Un premier signe de cette présence et de cette action nous est donné si nous menons nos activités dans la patience. La puissance de l’Esprit se déploie selon les lois de la vie. Notre esprit, lui, pense "résultats". Les paraboles de la semence qui germe en y mettant le temps ne lui restent pas spontanément présentes. Il faut pour cela que l’Esprit de Dieu "vienne se joindre à notre esprit" (Rm 8. 16).

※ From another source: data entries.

PR #914, opened 2023-12-12
MLPAB-1637 Send donor lpa details to lpa store on submission

hawx:


internal/page/fixtures/fixtures.go
```diff
@@ -138,10 +142,11 @@ func makePersonToNotify(name Name) actor.PersonToNotify {
...
 			TownOrCity: "BIRMINGHAM",
 			Postcode:   "B14 7ED",
+			Country:    "GB",
 		},
 	}
 }
 
 func makeUID() string {
-	return strings.ToUpper("N-" + random.String(4) + "-" + random.String(4) + "-" + random.String(4))
+	return strings.ToUpper("M-" + random.String(4) + "-" + random.String(4) + "-" + random.String(4))
```
hawx, line 151: having to change this or the openapi spec will not verify the request

andrewpearce-digital (approved):

internal/lambda/client.go
```diff
@@ -0,0 +1,72 @@
...
+	SignHTTP(context.Context, aws.Credentials, *http.Request, string, string, string, time.Time, ...func(options *v4.SignerOptions)) error
+}
+
+//go:generate mockery --testonly --inpackage --name Doer --structname mockDoer
+type Doer interface {
+	Do(*http.Request) (*http.Response, error)
+}
+
+// A Client makes HTTP requests to AWS Lambda functions
+type Client struct {
```
acsauk, line 29: Should we be exporting this if we have a `New()`?

internal/lpastore/client_test.go
```diff
@@ -0,0 +1,400 @@
...
+		PactFileWriteMode: "merge",
+		LogDir:            "../../logs",
+		PactDir:           "../../pacts",
+	}
+	defer pact.Teardown()
+
+	pact.
+		AddInteraction().
+		Given("The lpa store is available").
+		UponReceiving("A request for a new case").
```
acsauk, line 233: Should we qualify the expected response by using something like:

```suggestion
		UponReceiving("A request for a new case using an existing UID").
```

Or does that not really matter? Its been a while since I used Pact so have forgotten most of the do's and don'ts.

internal/page/donor/register_test.go
```diff
@@ -23,7 +23,7 @@ import (
 
 func TestRegister(t *testing.T) {
 	mux := http.NewServeMux()
-	Register(mux, &log.Logger{}, template.Templates{}, nil, nil, &onelogin.Client{}, &place.Client{}, "http://example.org", &pay.Client{}, nil, &mockWitnessCodeSender{}, nil, nil, nil, nil, &notify.Client{}, nil, nil, nil, &mockDashboardStore{})
+	Register(mux, &log.Logger{}, template.Templates{}, nil, nil, &onelogin.Client{}, &place.Client{}, "http://example.org", &pay.Client{}, nil, &mockWitnessCodeSender{}, nil, nil, nil, nil, &notify.Client{}, nil, nil, nil, nil, nil)
```
acsauk, line 26: I'd started to use the mock objects here as its hard to track which nil corresponds to which argument...probably should have committed fully and updated them all but are you opposed to using mocks here instead of nils?

terraform/environment/terraform.tfvars.json
```diff
@@ -334,6 +379,15 @@
...
       },
+      "lpa_store_service": {
+        "base_url": "https://lpa-store.api.opg.service.justice.gov.uk",
+        "api_arns": [
+          "arn:aws:execute-api:eu-west-1:764856231715:*/*/PUT/lpas/*",
+          "arn:aws:execute-api:eu-west-2:764856231715:*/*/PUT/lpas/*",
+          "arn:aws:execute-api:eu-west-1:764856231715:*/*/GET/health-check",
+          "arn:aws:execute-api:eu-west-2:764856231715:*/*/GET/health-check"
+        ]
+      },
```
acsauk, line 390: Assuming this is fine but thought I should check, is the LPA store being used in any live environments yet?

acsauk (commented):
A couple of suggestions and questions and then ready to merge.

internal/lpastore/client_test.go
hawx: I will be adding more of these when I add the other data, so will expand them then

internal/page/donor/register_test.go
hawx: oh right, fine with me, I'll not change them again then

terraform/environment/terraform.tfvars.json
hawx: it is deployed to production, it doesn't do anything though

Notre désir de fécondité se garde alors en dépendance de la fécondité de Celui à qui l’Esprit nous fait dire "Abba !... Père !..." On devient ainsi source de vie, chacun pour sa part dans l’unique source de toute vie.

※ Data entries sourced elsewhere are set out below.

PR #915, opened 2023-12-12
MLPAB-1684 - make sure to tag without the main prefix too

andrewpearce-digital:
# Purpose

Fix missing tag on path to live run

Fixes MLPAB-1684

## Approach

- Tag image


acsauk (approved):
:shipit:

PR #923, opened 2023-12-13
MLPAB-1700 - Create a health check SNS topic with encryption

andrewpearce-digital:
# Purpose

Share an SNS topic with encryption

Fixes MLPAB-1700

## Approach

- create an account level SNS topic for health check alarms


acsauk (approved):
:shipit:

La patience indispensable au développement de la vie n’est possible que si l’on est capable de désappropriation. Or l’aptitude à se désapproprier est en nous une participation à la vie de l’Esprit. L’Esprit Saint a en propre d’assurer dans le mystère de vie un échange permanent entre le Père et le Fils. Par l’Esprit, chacun des deux ne cesse de se désapproprier de tout l’être divin pour le remettre à l’autre. La capacité de nous désapproprier de nos activités au service du Royaume et, plus encore, de nous désapproprier de tout droit sur elles, est un signe majeur de la disponibilité à l’Esprit.

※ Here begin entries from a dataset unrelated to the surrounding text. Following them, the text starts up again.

PR #926, opened 2023-12-14
MLPAB-1637 Add the other data to the lpa store submission

hawx:
Also see https://github.com/ministryofjustice/opg-data-lpa-store/pull/72

### DIFF
--- a/internal/lpastore/client_test.go
+++ b/internal/lpastore/client_test.go
@@ -51,6 +51,7 @@ func TestClientSendLpa(t *testing.T) {
 
 	donor := &actor.DonorProvidedDetails{
 		LpaUID: "M-0000-1111-2222",
+		Type:   actor.LpaTypeHealthWelfare,
 		Donor: actor.Donor{
 			FirstNames:  "John Johnson",
 			LastName:    "Smith",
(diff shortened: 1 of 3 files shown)


internal/lpastore/client_test.go
```diff
@@ -241,9 +279,11 @@ func TestClientServiceContract(t *testing.T) {
 				"X-Jwt-Authorization": dsl.Regex("Bearer eyJhbGciOiJIUzI1NiIsInR5cCI6IkpXVCJ9.eyJpc3MiOiJvcGcucG9hcy5tYWtlcmVnaXN0ZXIiLCJzdWIiOiJ0b2RvIiwiaWF0Ijo5NDY3NzEyMDB9.teh381oIhucqUD3EhBTaaBTLFI1O2FOWGe-44Ftk0LY", "Bearer .+"),
 			},
 			Body: dsl.Like(map[string]any{
```
acsauk, line 281: Should this include `CertificateProvider`?

acsauk: And is it worth including `PeopleToNotify` or are we going for minimum required data?

acsauk (commented):
From looking at the API spec it looks like we need `certificateProvider` as part of the `initialLpa` unless I'm misreading the validation blocks

internal/lpastore/client_test.go
hawx: good points

PR #927, opened 2023-12-14
MLPAB-1704 - create kms key alias in global region

andrewpearce-digital:
# Purpose

Encrypt SNS topic in all regions it is used

Fixes MLPAB-1704

## Approach

- create kms key alias in global region


acsauk (approved):
:shipit:

PR #929, opened 2023-12-15
MLPAB-1404: Prevent donor signing when attorneys under 18

acsauk:
# Purpose

As noted in the ticket, we're leaving CPs for now as this data isn't provided by the donor.

Fixes MLPAB-1404


internal/date/date.go
```diff
@@ -22,7 +22,7 @@ type Date struct {
 	month string
 	day   string
 
-	t   time.Time
+	T   time.Time
```
acsauk, line 25: Exporting this so when we check object hashes at the start of a `Put` there is something to compare against.

hawx: I'd prefer to do https://pkg.go.dev/github.com/mitchellh/hashstructure#Hashable, which could be as simple as 

```
func (d Date) Hash() (uint64, error) { return uint64(d.t.Unix()), nil }
```

web/template/you_cannot_sign_your_lpa_yet.gohtml
```diff
@@ -0,0 +1,54 @@
...
+            {{ template "warning-banner" (warning .App "actorsMustBeOver18WarningBanner") }}
+
+            <h1 class="govuk-heading-xl">{{ tr .App "youCannotSignYourLpaYet" }}</h1>
+
+            {{ $actorsData := .Donor.Under18ActorDetails }}
+            {{ $from := printf "%s%s" $.App.Page "#f-date-of-birth" }}
+
+            {{ if eq 1 (len $actorsData) }}
+                {{ trHtml .App "singularActorYouCannotSignYourLpaYetContent" }}
+                {{ $from = .App.Paths.TaskList.Format .App.LpaID }}
```
hawx, line 17: why change this in the single case?

hawx: and if you don't need to change this you could use `{"one": ..., "other": ...}` for the content instead of an `if` here

web/template/you_cannot_sign_your_lpa_yet.gohtml
```diff
@@ -0,0 +1,54 @@
...
+                            </a>
+                        </dd>
+                    </div>
+                {{ end }}
+            </dl>
+
+            {{ if eq 1 (len $actorsData) }}
+                {{ trHtml .App "singularActorIfDateYouEnteredIsCorrectYouMustWaitContent" }}
+            {{ else }}
+                {{ trHtml .App "multipleActorsIfDateYouEnteredIsCorrectYouMustWaitContent" }}
```
hawx, line 48: could use `trFormatCount` here, and remove the HTML from the content since it is just a `<p>`

hawx (commented):
there is also a massive assumption on the ticket that when we check ID we make sure someone is 18, which we do not do

web/template/you_cannot_sign_your_lpa_yet.gohtml
acsauk: I was trying my best not to have to write a handler here so I hacked in some redirect logic for cases where the donor changes DOBs or removes actors and lands back on this page with 0 actors. Now I'm typing this out though it doesn't account for changing the DOB to something that is still under 18 so it probably makes sense to put a simple handler in to check this for redirects.

And cool, I'd forgotten about the pluralize feature.

hawx (approved):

Que nous soyons prêtres ou laïcs, le déploiement de nos activités entraîne nécessairement des dépenses d’énergie. La désappropriation dont l’Esprit nous rend capables nous évite à ces dépenses d’énergie de se transformer en usure. Lorsque nous nous usons à mener certains combats il faut nous demander si ce que nous défendons est vraiment de l’ordre du Royaume. Il arrive que tel ou tel attachement à nos vues rende impossible toute “synergie” avec l’Esprit. Alors on s’use, on se crève, on se tue et on finit par capituler tellement la fatigue a pris le dessus. On est victime de ses limites parce que ces limites n’ont pas été vécues dans l’Esprit.
La mission nous engage dans le service des hommes Il s’agit de collaborer avec Jésus Christ afin que "tous aient la vie". Nous ne pouvons espérer "porter ce fruit" qu’en nous laissant conduire par l’Esprit. C’est là ce que Jésus-Christ a fait. Il a ainsi surmonté des limites qui, en lui, étaient les limites communes à tous les hommes. Comment "vivre nos limites" ? La réponse n’est-elle pas dans la question posée à l’ange par Marie ? C’est par l’Esprit Saint qu’elle a pu "porter le Fuit de Vie".